One of the Complete Collections: The Drug Target Model

CD74-ROS1 fusion protein can constitutively activate cell proliferation. Selected on the IL3-dependent BaF3 cell model, exogenous overexpression of CD74-ROS1 protein can be used as a driver gene to drive the proliferation of Baf3 cells without IL3, so it can For activity detection of inhibitors against CD74-ROS1. Based on the above principles, we have developed a CD74-ROS1/Baf3 drug target model, which can detect the inhibitory activity of samples at the in vitro level, and can also make a CDX model at the in vivo level to detect the activity of the drug.

Fig 1. Sanger sequencing of CD74-ROS1/BaF3(CBP73331), CD74 gene on the left and ROS1 gene on the right.

Fig 2. Cell-based kinase assay of CD74-ROS1/BaF3(CBP73331), comparison of the inhibitory activities of different positive drugs on the proliferation of CD47-ROS1 cells.

The Complete Collection Part 2: DNA Standards

We know that CD74 is located on chromosome 5, and ROS1 is located on chromosome 6. The CD74-ROS1 fusion is a translocation fusion. The common CD74(E6)-ROS1(E34) is in the DNA sequencing of clinical patients. The breakpoint of CD74 It is on intron 6, the breakpoint of ROS1 is on intron 33, and different cases, the breakpoint is not unique, so based on the standard of CD74-ROS1 at the DNA level, first of all, the breakpoint must be On introns, a second standard represents only one breakpoint. Based on the above information, we developed and customized a DNA-level CD74(E6)-ROS1(E34) through gene editing technology, calibrated the DNA through sanger sequencing and ddPCR detection, and released a DNA standard.

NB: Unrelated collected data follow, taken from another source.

PR #1200, opened 2021-02-24
DPC-988 reduce BFD health checks.

SalGutierrez:
### Fixes [DPC-988](https://jira.cms.gov/browse/DPC-988)

The BFD team reports

... seeing about 280K requests to the BFD metadata endpoint from DPC in PROD and PROD-SBX, every 24 hours.

This is due to API and Aggregation's health endpoints performing deep health checks and hitting BFD during each request.

- DPC-API and DPC-Attribution have the BlueButtonClientModule registered and that contains the BlueButton Health Check.

- When we hit the /healthcheck endpoint on API or Aggregation we trigger a health check of the dependencies, BlueButton being one of them.
- We do not log the actual call to BlueButton but we do log the /healthcheck request that API or Aggregation receives, so that can be used to track the number of calls made to BlueButton's /metadata

Based on Splunk queries on PROD:
- DPC-API receives ~8,650 /healthcheck requests/hour or ~305,474 requests/day (Query)
- DPC-Aggregation receives ~2,896 /healthcheck requests/hour or ~102,512 requests/day (Query)
- Thats about 407,986 api/aggregation /healthcheck requests/day -> 407,986 BlueButton /metadata requests per day.

### Proposed Changes
3 solutions were proposed:

1. Reduce the number of health checks to API and Aggregation that the load balancers perform, this would then reduce the BFD health checks.
2. Have API and Aggregation check BFD health based on a schedule instead of being triggered by their /healthcheck endpoints and log any unhealthy checks. Splunk alerts would be created to catch those logs.
3. Completely remove the BFD health checks from API/Aggregation and create a new lambda that will poll BFD's /metadata on a schedule and log any unhealthy checks. Splunk alerts would be created to catch those logs.

We went with option 3 and will be implement it in 3 steps:

1. Remove the BFD health checks from API and leave them in Aggregation; this is a short-term solution that will satisfy this ticket by reducing the /metadata calls.
2. Work to create the BFD health check lambda has been planned.
3. Once the lambda is complete we will remove the BFD health checks from Aggregation

### Change Details

- Made the BFD health check registration configurable/optional in the BlueButtonClientModule
- By default it will be enabled for Aggregation and disabled for API

### Security Implications

### Acceptance Validation

Screen Shot 2021-02-24 at 10 15 54 AM


dpc-bluebutton/src/main/java/gov/cms/dpc/bluebutton/BlueButtonClientModule.java
```diff
@@ -59,8 +59,11 @@ public void configure(Binder binder) {
             this.bbClientConfiguration = getConfiguration().getBlueButtonConfiguration();
         }
 
-        binder.bind(BlueButtonHealthCheck.class);
-
+        final boolean healthCheckEnabled = this.bbClientConfiguration.isRegisterHealthCheck();
+        if(healthCheckEnabled){
+            binder.bind(BlueButtonHealthCheck.class);
+        }
+        logger.info("Blue Button health checks are {}.", healthCheckEnabled ? "enabled" : "disabled");
```
dhgreene, line 66: _That's_ going to be a common message!

dhgreene (approved):
📉

dpc-bluebutton/src/main/java/gov/cms/dpc/bluebutton/BlueButtonClientModule.java
SalGutierrez: It only get printed when the module is registered, so only on startup.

Fig 3. Sanger sequencing of CD74-ROS1 Translocation (CBP20177D), CD74 gene on the left, ROS1 gene on the right, and the breakpoints are intron breakpoints.

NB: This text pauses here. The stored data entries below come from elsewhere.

PR #1213, opened 2021-03-03
DPC-1136 add config management

whuang85:
### Fixes [DPC-1136](https://jira.cms.gov/browse/DPC-1136)

Need a way to manage configurations in go project.  

### Proposed Changes

* moved the code one level down into a `src` directory
* created a config directory at the root of the project (dpc-attribution or dpc-api) that holds yml config files
* create conf package that sets up viper and the config by first reading the base.yml then any env.yml (local.yml, test.yml, etc..) then a configuration file that can be defined via env variables
* add a missing tests for logger.go (bonus)

### Change Details

Will be using the approach of a base.yml config file and then if you define an env variable keyed `ENV`, the configuration will merge in the `${ENV}.yml` configs and if you define an env variable keyed `ADDITIONAL_CONFIG` (a env file path) then will merge those variables into the final config. The config also takes into consideration system variables that start with `DPC`

### Security Implications

### Feedback Requested

I'd like to use the init() function and grab additional directories to search for config files from an environment variable but during testing, the init() function gets called before the os.SetEnv so I can't get it to work.  Therefore I created a NewConfig func that takes in a list of directories to search for.  Please let me know if there is different way to approach this.


dhgreene (approved):
I'm loving the config tests, especially at this stage of the code!

dhgreene (approved):

SalGutierrez (approved):
To the moon. 🚀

Fig 4. ddPCR of CD74-ROS1 Translocation (CBP20177D), the detection showed that the mutation frequency of this standard was 50%.

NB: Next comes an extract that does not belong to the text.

PR #1219, opened 2021-03-04
DPC-1167 filter out unneeded fields

whuang85:
### Fixes [DPC-1167](https://jira.cms.gov/browse/DPC-1167)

Complete Collection No. 3: RNA Standards

CD74-ROS1 fusion is pathologically meaningful, mainly because of the activity of the fusion protein. That is to say, assuming that fusion occurs at the DNA level, but there is no RNA, and thus no protein, it does not make any sense. Therefore, the RNA targeting CD74-ROS1 detection would be more meaningful. Through gene recombination technology, we customized the cell model of CD74(E6)-ROS1(E34) at the RNA level, and then calibrated the RNA by sanger sequencing and ddPCR detection, and released an RNA standard.

Fig 5. Sanger sequencing of CD74-ROS1 Fusion (CBP20170R), CD74 gene on the left, ROS1 gene on the right, and the breakpoints are exon breakpoints.

Fig 6. DdPCR of CD74-ROS1 Fusion (CBP20170R), the test showed that the copy number of this standard was 2244.5 copies/ng.

Complete Collection Four: ddPCR Kit

Whether it is drug development or diagnosis for CD74-ROS1 fusion, PCR detection technology is indispensable in various application detections. For example, in the construction of drug target models, we can use PCR technology to check whether exogenous genes are overexpressed. , look at the positive ratio, screen clones, methodological optimization, etc. For example, in diagnosis, positive patients can be screened, performance evaluation, usual quality control, etc. In PCR technology, ddPCR is a method of absolute quantification with high sensitivity. Compared with Q-PCR, it has high sensitivity and does not require a standard curve. Compared with NGS, it has lower cost and shorter cycle, and can express results. We have developed ddPCR detection kits for DNA and RNA, suitable for detection in drug development and clinical diagnosis.

Fig 7. The DNA-level ddPCR performance evaluation for CD74-ROS1, using the standard diluted to different %AF, showed accurate detection ability at different %AF.

Fig 8. ddPCR performance evaluation at the RNA level for CD74-ROS1, using standard dilutions to different copy numbers, showed accurate detection ability at different copy numbers (note that RNA needs to be reverse transcribed into cDNA for detection, reverse transcription requires carried out under the exact same system).